Why the Wealthy Don’t Depend on the US Dollar: Robert Kiyosaki

When Kiyosaki was serving in Vietnam in 1972, he first learned about the value of gold. His tutor, the “rich dad,” wrote him that President Nixon had removed the currency from the gold standard. The world is going to change, so be careful.

The dollar’s gold backing up to that point restricted the amount of money the government could issue. After the gold standard was abandoned, dollars were reduced to “fake money,” or government IOUs that could be printed indefinitely.

Kiyosaki and another soldier flew 25 miles into enemy territory in Vietnam in an attempt to purchase gold from locals at the fictitiously low $35–40 per ounce U.S. price, not realising that the global spot price was already $55. Kiyosaki had read about the lifting of the gold standard in The Wall Street Journal.

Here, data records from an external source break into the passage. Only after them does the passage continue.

PR #6897, opened 2023-01-05
net/dns,userspace: remove unused DNS paths, increase query limit on iOS

twitchyliquid64:
With https://github.com/tailscale/corp/commit/a42a594bb311686197b64d6389524920a2b07b2a, iOS uses netstack and hence there are no longer any platforms which use the legacy MagicDNS path. As such, we remove it.

We also boop the limit for max in-flight DNS queries on iOS. On all other platforms its 256, so we set it to that and see if we cause memory pressure.


net/dns/manager.go
```diff
@@ -46,10 +43,11 @@ var (
 // the request will be dropped to avoid blocking the caller.
 func maxActiveQueries() int32 {
 	if runtime.GOOS == "ios" {
-		// For memory paranoia reasons on iOS, match the
-		// historical Tailscale 1.x..1.8 behavior for now
-		// (just before the 1.10 release).
-		return 64
+		// For memory paranoia reasons, we have a smaller limit on iOS.
```
danderson, line 46: No need to have the history of changes in the comment, git history will do that.

96 seems fine, although I'd be tempted to remove the special case entirely and see what happens.

danderson (approved):

bradfitz (approved):

net/dns/manager.go
DentonGentry: > Given I've seen this limit hit a few times, it seems prudent to boop it slightly to 96.

Since that limit of 64 was added, we dropped support for iOS versions older than iOS 15. We now have 50 MBytes available on all iOS devices instead of 15 MBytes (https://tailscale.com/blog/go-linker/)

I think we can drop special cases about iOS memory at this point.

twitchyliquid64: I'll remove the special-case.

net/dns/manager.go
```diff
@@ -316,89 +294,6 @@ func toIPsOnly(resolvers []*dnstype.Resolver) (ret []netip.Addr) {
...
-	// Unused space is needed further down the stack. To avoid extra
-	// allocations/copying later on, we allocate such space here.
-	const offset = tstun.PacketStartOffset
-
-	var buf []byte
-	switch {
-	case resp.to.Addr().Is4():
-		h := packet.UDP4Header{
-			IP4Header: packet.IP4Header{
-				Src: magicDNSIP,
```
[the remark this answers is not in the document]
twitchyliquid64: Love that for me! Done :grinning:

Their lowball offer was sharply rejected by an elderly woman they encountered, who informed them that the price of gold is the same everywhere in the globe.

Even though their goal was unsuccessful, Kiyosaki took away an important lesson: unlike paper dollars, which governments have the power to devalue at will, gold is genuine money with a value that transcends borders.

As the currency dropped, Kiyosaki anticipated that precious metals would appreciate significantly, leading him to establish gold and silver mining firms in 1996. His reasoning was that there was a lot of upside potential in gold and silver since they had recently fallen to multi-decade lows relative to the dollar, with gold trading at $275 an ounce and silver at $5.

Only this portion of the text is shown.